Simply Me

I'm Jerry, a 20 year old CSUF student with a mercurial and quixotic mind. Keep up!

Can’t Seem to Trust Boys

One minute, they say sweet and caring words to you. “Definitely think we were supposed to meet.” “I want you.” “You were too cute!”

The next minute, they turn the other way and all of a sudden doesn’t want a relationship anymore.

How very Janus-faced.

Can’t trust boys anymore. I need a man. I need a man who isn’t confused. I need a man who won’t play with my feelings. I need a man who means everything he says and is completely honest with me.

A rare find. Gotta say I doubt I’ll ever find him.

Never Should Have Let My Guard Down

Should have known that there’s always a catch to someone who seems so perfect.

There’s always a catch.

Poor Decisions

It makes me sad to see people make poor decisions. It makes me even more sad to see my own friends make poor decisions.

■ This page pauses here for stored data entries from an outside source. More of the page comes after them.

PR #1518, opened 2026-08-01
fix: reset the testing adapter's URL update queue once per mount

### LINKED ISSUE #1517: NuqsTestingAdapter: resetUrlUpdateQueueOnMount runs on every render and (with hasMemory) aborts concurrently queued updates
## Context

```
"nuqs": "2.9.4"
```

What framework are you using?

- ✅ Next.js (app router) in the app itself
- ✅ The bug is in `NuqsTestingAdapter`, hit under Vitest 4.1.8 + jsdom with React 19.2.7

## Description

`NuqsTestingAdapter`'s `resetUrlUpdateQueueOnMount` prop (default `true`) calls `resetQueues()` in the component body, so despite its name it runs on **every render** of the adapter, not on mount:

```ts
// src/adapters/testing.ts
export function NuqsTestingAdapter({ resetUrlUpdateQueueOnMount = true, ... }) {
  ...
  if (resetUrlUpdateQueueOnMount) resetQueues()
```

Separately, with `hasMemory`, every flushed URL update re-renders the adapter (`updateUrl` calls `setSearchParams`). Combined, any state write that is enqueued in the same React batch as a previous flush landing gets **aborted by the adapter's own re-render**: `resetQueues()` calls `globalThrottleQueue.abort()`, the queued update never reaches the URL, and the abort's `queuedQuerySync` emit re-syncs every hook from the URL, which still holds the previous value. The in-memory state silently reverts.

## Reproduction

Two rapid writes to the same key, where the second lands in the same batch as the first flush's adapter re-render:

I’ve never really had to deal with this before even though I knew it was inevitable. The question now is what do I do? Do I have to do anything at all?

What’s even more sad is that I have to deal with friends making poor decisions (and I’m not talking about alcohol or drugs) in college. It’s college, people. You’re an adult now, can’t say you’re a mature adult but an adult nonetheless. 

Being the person I am, I worry a lot about my friends when they make poor decisions. That’s just who I am. I know you might want to say that I should let people make their own choices because they’re smart people and they know what they’re doing. So when a friend decides to hang out with his friends all night rather than do his insane amount of make up homework after he spent a weekend in the hospital, do you call that being smart? Of course they know what they’re doing but it’s not a very practical thing to do. 

If I were in his position, I would definitely not be going out. As much as I love those friends, they would understand my decision because that’s what good friends do. 

I feel bad for him. I feel bad for him in that he had to spend a very painful weekend in the hospital. I feel bad for him in that he has so much makeup work to finish by tomorrow. I feel bad for him in that he decided to go out with his friends knowing that he had work to do and will probably be up pretty late tonight. I feel bad for him because he wasn’t mature enough to say no to his friends’ offer to hang out tonight. I feel bad for him in that he just simply isn’t mature enough. 

But what can I do? All I can do is rant on my blog. Because I don’t want to be his mother, telling him that he shouldn’t do something because it’s not the best thing to do. 

Just want to clarify that I’m not ranting because of his decision tonight. He has made poor decisions in the past and I just didn’t say anything before.

He’s just making poor decisions and it makes me sad knowing that he is. 

I know this sounds harsh, but I wish he would grow up.